# Is it possible to keep healthy PLANTS and healthy SHRIMPS in a tank together?



## MrTOTW (May 28, 2011)

Hey guys, 

I know this may sound like a stupid question but I have kept a couple macro shrimps in my 10 G Planted tank. After I added a half dose of BA`s Plant Food Supplement, 1 of them died in a matter of a day. I added a half dose to see how the shrimp would react because I was informed that this supplement might have an effect on my shrimp- and it did. 
Is it possible to keep healthy plants with healthy shrimp? Can it be done? 
If you guys have any suggestions, please let me know.  

Thanks, Arya


----------



## MrTOTW (May 28, 2011)

Darnit, in the title I misspelled "shrimp" as "shrimps". 
Sorry guys, I'm a grammar Nazi.


----------



## Stephen (May 6, 2011)

Simply use co2 instead of any ferts. 
You really just need a decent bulb for lighting and co2.
I get tonnes of growth on my shrimp tank.

Seriously though shrimp hate additives to water don't do that.


----------



## Greg_o (Mar 4, 2010)

My CRS tank has basic low light plants like java moss and various floating plants, no CO2, no ferts. This is because CRS are sensitive. 

I keep less sensitive shrimps in my high tech (T5HO lights, pressurized CO2, daily ferts) tanks (amato aka amano, cherry, and tiger shrimps).

It will come down to what type of shrimps you want to keep.


----------



## MrTOTW (May 28, 2011)

Stephen said:


> Simply use co2 instead of any ferts.
> You really just need a decent bulb for lighting and co2.
> I get tonnes of growth on my shrimp tank.
> 
> Seriously though shrimp hate additives to water don't do that.


Gotcha!  I will look into a DIY co2 system, is it possible for me to use Seachem Flourish Excel instead?

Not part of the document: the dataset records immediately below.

PR #3905, opened 2021-01-29
[DI2-126] Panorama spec

janjaap:
This PR fixes a couple of issues in the panorama e2e spec. Note that one test case has been skipped, because of unclarity of what has to be verified with that test.


src/panorama/components/PanoramaToggle/PanoramaToggle.jsx
```diff
@@ -22,13 +22,13 @@ const PanoramaToggle = ({
     showMenuToggle(null)
   }, [currentLabel])
 
-  const handleOpenPanoramaExternal = () => {
+  const handleOpenPanoramaExternal = useCallback(() => {
```
jonkoops, line 25: Why do we need to wrap this method in a `useCallback`? We already discussed the performance in other PRs right? Also it's used in an anonymous method further down.

jonkoops (changes requested):

src/panorama/components/PanoramaToggle/PanoramaToggle.jsx
janjaap: I guess we don't need it here.

cypress.json
```diff
@@ -1,8 +1,8 @@
 {
   "baseUrl": "http://localhost:3000",
-  "defaultCommandTimeout": 10000,
+  "defaultCommandTimeout": 3000,
   "projectId": "k3sms4",
-  "requestTimeout": 15000,
+  "requestTimeout": 3000,
```
chrisvanmook, line 5: Where are these based on? Can't we just remove then and use the default values?

cypress/integration/panorama_spec.ts
```diff
@@ -90,16 +80,16 @@ describe('panorama module', () => {
...
-      cy.get(PANORAMA.panoramaMenu).should('not.exist')
       cy.get(PANORAMA.panoramaToggle).first().click()
       cy.get(PANORAMA.panoramaMenu).find('[aria-hidden="false"]').should('exist')
       cy.get(PANORAMA.panoramaMenu).find('ul > li').eq(2).click()
       cy.get(PANORAMA.panoramaMenu).find('[aria-hidden="true"]').should('exist')
     })
   })
 
-  describe('user should be able to interact with the panorama', () => {
+  describe.skip('user should be able to interact with the panorama', () => {
```
chrisvanmook, line 92: Perhaps add a Todo with a ticket number?

chrisvanmook (approved):

cypress/integration/panorama_spec.ts
janjaap: There is a ticket on the board; I don't think ticket numbers should be referenced in the code.

cypress.json
janjaap: Based on a very slow network, I guess. I reduced the waiting time, because tests were taking very long to complete. And I think there should be at least some time before the request can be considered failed, so I set it to 3000 🤷🏻

jonkoops (approved):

Will it affect the ph and etc?


----------



## MrTOTW (May 28, 2011)

Greg_o said:


> My CRS tank has basic low light plants like java moss and various floating plants, no CO2, no ferts. This is because CRS are sensitive.
> 
> I keep less sensitive shrimps in my high tech (T5HO lights, pressurized CO2, daily ferts) tanks (amato aka amano, cherry, and tiger shrimps).
> 
> It will come down to what type of shrimps you want to keep.


I have a 10 G tank with 2 11 W Fluorescent bulbs I picked up (from ikea, lol) at twenty-something hundred Kelvin. Recently, I had a HUGE behemoth Red Claw Shrimp which is a species of macro shrimp that I paid 10 bucks for and I was really starting to like him, I dosed with about a third a dosage of BA's plant food and he died about a day after, guess those guys are pretty sensitive too :S. The 1 other Red Claw Shrimp and my 1 ghost shrimp are still alive, I'm just afraid they will die of I dose regularly. I have a huge algae problem in my tank and its partially due to an imbalance of nutrients in the water, I have been informed. Because I haven't been dosing out of fear for my shrimp, the plants can't photosynthesize, so the algae steps in and eats everything.


----------



## Stephen (May 6, 2011)

unless you really look into the species of shrimp never put anything into the tank other then water haha.

Seriously I don't use excel on that tank at all. 
All you need for nice plants is co2 and light. Trust me.


----------



## MrTOTW (May 28, 2011)

Stephen said:


> unless you really look into the species of shrimp never put anything into the tank other then water haha.
> 
> Seriously I don't use excel on that tank at all.
> All you need for nice plants is co2 and light. Trust me.


What complicates things is that the folks at BA's 1 800 number told me that to kill off the massive amount of algae in my tank I would need to double dose the Seachem Excel daily for about a week for the algae to die. I will be sure to call back and ask if this will affect them, maybe I could set up a Q-tank for the shrimp, what do you think?


----------



## solarz (Aug 31, 2010)

MrTOTW said:


> What complicates things is that the folks at BA's 1 800 number told me that to kill off the massive amount of algae in my tank I would need to double dose the Seachem Excel daily for about a week for the algae to die. I will be sure to call back and ask if this will affect them, maybe I could set up a Q-tank for the shrimp, what do you think?


I wouldn't recommend it.

First of all, what kind of shrimp do you keep and what kind of algae are you experiencing? Algae can serve as excellent shrimp food.

I would also recommend DIY yeast co2 over excel.


----------



## MrTOTW (May 28, 2011)

solarz said:


> I wouldn't recommend it.
> 
> First of all, what kind of shrimp do you keep and what kind of algae are you experiencing? Algae can serve as excellent shrimp food.
> 
> I would also recommend DIY yeast co2 over excel.


Yes, it does make excellent shrimp food, but it grows to an extent that covers the glass in a matter of days and sits on top of my plant leaves very quickly, I'd say the 2 shrimp in my aquarium would have a huge surplus of food, and given the speed it's growing I don't think they'll ever catch up.

The shrimp in my tank are: 1 Ghost Shrimp and 1 Red Claw Shrimp (species of Macro shrimp),

As far as algae goes, I'm afraid I don't know what its called.
BUT, I can do one of two things, or perhaps both, I can describe the algae to you or I can take a picture of it.

I also have this annoying thing I have that grows in the glass of my aquariu,, its very lightly hued green and difficult to remove unless i scrape it off with my nail, no idea what that is.


----------